In an interview with Chil Chil, Matsumoto stated that although she felt the premise of Unexpected Naughty Fukami was cliché and conventional, the editorial department had suggested it as an idea when she had shared with them that she enjoyed cliché and conventional stories. While drawing the manga, she paid attention to the timing and expressions so that the story would be easy to read. The bed scene in the first episode was the first time Matsumoto had drawn a "love scene." For volume 2, Matsumoto considered having Kaji and Fukami become a couple early on in the story, but she changed some parts because she thought "it would take more time and effort [for Kaji] to become closer to Fukami."

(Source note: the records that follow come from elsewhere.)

PR #6855, opened 2020-06-11
check invalid layer uuid

MSoft1115:
Re: cocos-creator/2d-tasks#

Changes:
 *

### DIFF
--- a/cocos/terrain/terrain.ts
+++ b/cocos/terrain/terrain.ts
@@ -984,7 +984,7 @@ export class Terrain extends Component {
 
         for (let i = 0; i < this._layers.length; ++i) {
             const temp = this._layers[i];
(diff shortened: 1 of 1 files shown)


cocos/terrain/terrain.ts
```diff
@@ -984,7 +984,7 @@ export class Terrain extends Component {
 
         for (let i = 0; i < this._layers.length; ++i) {
             const temp = this._layers[i];
-            if (temp != null && temp.detailMap != null) {
+            if (temp && temp.detailMap && temp.detailMap._uuid) {
```
pandamicro: 应该用

import { isValid } from '../core/data/object';
if (temp && isValid(temp.detailMap))

pandamicro (changes requested):

PR #6902, opened 2020-06-18
Fixed CCNode _checkListeners & CCScheduler update

yoki0805:
Changes:
 * CCNode _checkListeners function. The loop index should reset to zero.
 * CCScheduler update function.  When first time, it should call update function once to avoid skip  current frame.


cocos2d/core/CCScheduler.js
```diff
@@ -200,6 +200,7 @@ proto.update = function (dt) {
     if (this._elapsed === -1) {
         this._elapsed = 0;
         this._timesExecuted = 0;
+        this.update(dt);
```
pandamicro: It is the designed behavior, the scheduled tasks will always start after the first time interval ends.

pandamicro (changes requested):
I think the modification to _checkListener is necessary, but the original code seems intended, I want to ask in which scenario we can see problems causing by the current implementation

cocos2d/core/CCScheduler.js
yoki0805: > It is the designed behavior, the scheduled tasks will always start after the first time interval ends.

I coded this, and the task ran after 2 frames. So, the  behavior is correct?

yoki0805:
> I think the modification to _checkListener is necessary, but the original code seems intended, I want to ask in which scenario we can see problems causing by the current implementation

No, just for safety and readability.
When the node._bubblingListeners are check failed, the result of checking node._capturingListeners could be wrong. Or insure that the node._bubblingListeners and the node._capturingListeners are mutex.

cocos2d/core/CCScheduler.js
pandamicro: Yes, actually the second "Component updated" and the first "myFunc updated" is printed in the same frame. The scheduler execution is later than the component update. So the behavior in each frame is like this:

- Frame 0:
    - start -> myFunc scheduled
    - update
- Frame 1:
    - update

| No. | Original release date | Original ISBN | English release date | English ISBN |
|---|---|---|---|---|
| 1 | January 18, 2024 | 9784434328015 | January 3, 2024 (Renta!) September 29, 2026 (Seven Seas) | 979-8-89863-267-0 |
| 2 | July 18, 2024 | 9784434338021 | — | — |
| 3 | March 18, 2025 | 9784434350641 (regular edition) 9784434352614 (limited edition with booklet) | — | — |
| 4 | January 16, 2026 | 9784434366826 | — | — |

===Anime===
On May 21, 2024, AnimeFesta announced they were producing an anime adaptation of Unexpectedly Naughty Fukami. The anime adaptation is animated by Studio Hōkiboshi. Two versions of the anime were produced: a standard version for television broadcast and a premium version including sexual content for streaming on OceanVeil under the Toridori label. The premium version premiered on March 14, 2025, and also included an uncensored version. The standard version was broadcast on Tokyo MX. (Note: Tokyo MX lists the premiere date as April 6, 2025, at 25:00, which is April 7, 2025, at 1:00 a.m.) An additional broadcast includes BS 11.

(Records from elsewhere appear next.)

PR #8363, opened 2021-03-16
Repair of the same frame to play audio, registered callback end, pause and resume play, leading to the end of the pullback in advance trigger.

OnlyKoei:
Repair of the same frame to play audio, registered callback end, pause and resume play, leading to the end of the pullback in advance trigger.

Re: https://github.com/cocos-creator/engine/issues/7701

### DIFF
--- a/cocos2d/audio/CCAudio.js
+++ b/cocos2d/audio/CCAudio.js
@@ -66,7 +66,7 @@ Audio.State = {
     /**
      * @property {Number} ERROR
      */
-    ERROR : -1,
+    ERROR: -1,
     /**
      * @property {Number} INITIALZING
      */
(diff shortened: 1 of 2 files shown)


cocos2d/audio/CCAudio.js
```diff
@@ -456,10 +456,13 @@ let WebAudioElement = function (buffer, audio) {
         // If more than the duration of the audio, Need to take the remainder
         this.playedLength %= this._buffer.duration;
         let audio = this._currentSource;
+        if (audio) {
+            audio.onended = null;
```
PPpro: 这里 可以直接调用 this._unbindEnded() ， 里边还有 binded 状态位的 更新，相对 更严谨一些

PPpro (approved):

The anime adaptation is directed by Akane Ozora, with Ēyo Kurosaki as writer. Reina Nasu is in charge of character design and animation direction. Akinori Shiba is in charge of sound direction, with Crocodile producing the soundtrack. The theme song is "Bokura no Rendezvous" by Chasuke and Marshmallow Yakitaro as their characters.

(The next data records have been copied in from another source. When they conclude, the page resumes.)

PR #8368, opened 2021-03-17
Mark an attribute to be shallow readonly

shrinktofit:
Re: cocos-creator/3d-tasks#

Changelog:
 * Sometimes we expect the array's elements to be editable but its length to be immutable.

### DIFF
--- a/cocos/core/data/utils/attribute-defines.ts
+++ b/cocos/core/data/utils/attribute-defines.ts
@@ -56,8 +56,18 @@ export interface IExposedAttributes {
 
     /**
      * 指定该属性是否为可读的。
+     * 将 `readonly` 指定为 `true` 或选项对象时都将标记为该属性是可读的；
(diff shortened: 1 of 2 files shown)


cocos/core/data/utils/attribute-defines.ts
```diff
@@ -59,6 +59,12 @@ export interface IExposedAttributes {
      */
     readonly?: boolean;
 
+    /**
+     * 如果该属性是数组，则指定该数组的长度是否是固定的。
+     * 和 `readonly` 不同，`readonly` 为 `true` 时不仅不可以改变数组长度，也将不可改变
```
jareguo: 也将不可改变（什么？）

shrinktofit: Outdated.

jareguo (approved):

On March 22, 2025, OceanVeil announced that an English-language dub produced by Ascendent Animation would be released on April 6, 2025.

====Episodes====

| No. | Title | Directed by | Written by | Original release date |
|---|---|---|---|---|
| 1 | "A Man Who is a Perfect Match for Me" Transliteration: "Kanpeki na Ore-sama ni Tsuriau Otoko" (Japanese: 完璧な俺様に釣り合う男) | Unknown | Unknown | March 14, 2025 (online streaming) April 7, 2025 (television broadcast) |
| 2 | "What's Your Game, Zero?!" Transliteration: "Nan no Tsumori da Rei-ten Otoko!" (Japanese: なんのつもりだ0点男！) | Unknown | Unknown | April 14, 2025 |
| 3 | "Fukami and... a Girl?!" Transliteration: "Fukami to... Onna!?" (Japanese: 深見と。。。女!?) | Unknown | Unknown | April 21, 2025 |
| 4 | "Say My Name" Transliteration: "Namae o Yondemite Hoshii" (Japanese: 名前を呼んでみてほしい) | Unknown | Unknown | May 5, 2025 |
| 5 | "I Won't Go Easy on You" Transliteration: "Yasashiku Nanka Sun Janē yo" (Japanese: 優しくなんかすんじゃねえよ) | Unknown | Unknown | May 12, 2025 |
| 6 | "Sorry... I've Got a Cold" Transliteration: "Warui kedo... Kaze Moratte" (Japanese: 悪いけど。。。風邪もらって) | Unknown | Unknown | May 19, 2025 |
| 7 | "I Couldn't Help But Be Attracted" Transliteration: "Dōshiyō mo Naku Hikareteta" (Japanese: どうしようもなく惹かれてた) | Unknown | Unknown | June 2, 2025 |
| 8 | "Is It So Bad If I Fall in Love?" Transliteration: "Suki ni Nattara Dame na no ka?" (Japanese: 好きになったらだめなのか？) | Unknown | Unknown | June 9, 2025 |

===TV drama===
A live-action television drama adaptation of Unexpectedly Naughty Fukami was announced on February 27, 2026. It was broadcast on Tokyo MX from April 7 to June 9, 2026. (Note: Tokyo MX lists the broadcast date as April 6, 2026, at 25:00, which is April 7, 2026, at 1:00 a.m.) It will also be streamed on DMM TV and TVer. GagaOOLala acquired the streaming rights for the series outside of Japan.

The drama is directed by Eriko Shirai and produced by Kazuhiro Itō, with Nao Shioji in charge of the script. The series stars Atsuki Kashio as Kaji and Yu Miyazaki as Fukami.